-------- Provided data

PR #543, opened 2024-11-22
Add support for turning off signal handler that prints backtrace

VictorYing:
Enable modelers to disable Sparta's signal handlers, since it conflicts with other framework like SST. No change to default behavior.


VictorYing:
Thanks for the feedback. It let us to find an existing variable `SimulatorConfiguration::signal_mode` that seemed to exist for this purpose but have no effect previously, so we simply hooked it up in `Simulation::configure()` as you suggested.

klingaard (approved):
Looks good.  Thanks for the update.  I've asked Tim in the other PR to update MacOS CI.

klingaard:
Hey @VictorYing, can you pull from the latest master of sparta into your fork?  The CI issue has been resolved.

PR #546, opened 2024-12-12
Do not allow dmiWrite to touch x0

colby-nyce:


sparta/sparta/functional/Register.hpp
```diff
@@ -1081,7 +1081,9 @@ class RegisterBase : public TreeNode
     template <typename T>
     void dmiWrite(T val, index_type idx = 0)
     {
-        dmiWrite_(&val, sizeof(val), sizeof(val) * idx);
+        if (getID() || getGroupNum()) {
```
kathlenemagnus, line 1084: I don't like the idea of including RISC-V behavior in Sparta. Could we add a bool class member called `writable_` that we can set at construction time?

kathlenemagnus (approved):

PR #548, opened 2025-01-06
Fix -arch-content bug in report yaml parser

colby-nyce:


klingaard (approved):
Thanks for the quick fix!

PR #550, opened 2025-01-28
Map v3

colby-nyce:


colby-nyce:
Note to all: this is not a formal PR and should be ignored for now. I'm using it as a self-review and to make sure I don't lose weeks' worth of work.

colby-nyce:
Closing, moving to my own fork

PR #551, opened 2025-02-19
Improve register performance

colby-nyce:


klingaard (approved):

furuame:
Wondering why not use `sparta_assert`?

klingaard:
> Wondering why not use `sparta_assert`?

`assert` in release mode of simulation builds are removed allowing the compiler to inline the function (removes the implicit branch).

----------------

## The task
Transcribe the records in full, word for word.

## Response to this exercise
PR #543, opened 2024-11-22
Add support for turning off signal handler that prints backtrace

VictorYing:
Enable modelers to disable Sparta's signal handlers, since it conflicts with other framework like SST. No change to default behavior.


VictorYing:
Thanks for the feedback. It let us to find an existing variable `SimulatorConfiguration::signal_mode` that seemed to exist for this purpose but have no effect previously, so we simply hooked it up in `Simulation::configure()` as you suggested.

klingaard (approved):
Looks good.  Thanks for the update.  I've asked Tim in the other PR to update MacOS CI.

klingaard:
Hey @VictorYing, can you pull from the latest master of sparta into your fork?  The CI issue has been resolved.

PR #546, opened 2024-12-12
Do not allow dmiWrite to touch x0

colby-nyce:


sparta/sparta/functional/Register.hpp
```diff
@@ -1081,7 +1081,9 @@ class RegisterBase : public TreeNode
     template <typename T>
     void dmiWrite(T val, index_type idx = 0)
     {
-        dmiWrite_(&val, sizeof(val), sizeof(val) * idx);
+        if (getID() || getGroupNum()) {
```
kathlenemagnus, line 1084: I don't like the idea of including RISC-V behavior in Sparta. Could we add a bool class member called `writable_` that we can set at construction time?

kathlenemagnus (approved):

PR #548, opened 2025-01-06
Fix -arch-content bug in report yaml parser

colby-nyce:


klingaard (approved):
Thanks for the quick fix!

PR #550, opened 2025-01-28
Map v3

colby-nyce:


colby-nyce:
Note to all: this is not a formal PR and should be ignored for now. I'm using it as a self-review and to make sure I don't lose weeks' worth of work.

colby-nyce:
Closing, moving to my own fork

PR #551, opened 2025-02-19
Improve register performance

colby-nyce:


klingaard (approved):

furuame:
Wondering why not use `sparta_assert`?

klingaard:
> Wondering why not use `sparta_assert`?

`assert` in release mode of simulation builds are removed allowing the compiler to inline the function (removes the implicit branch).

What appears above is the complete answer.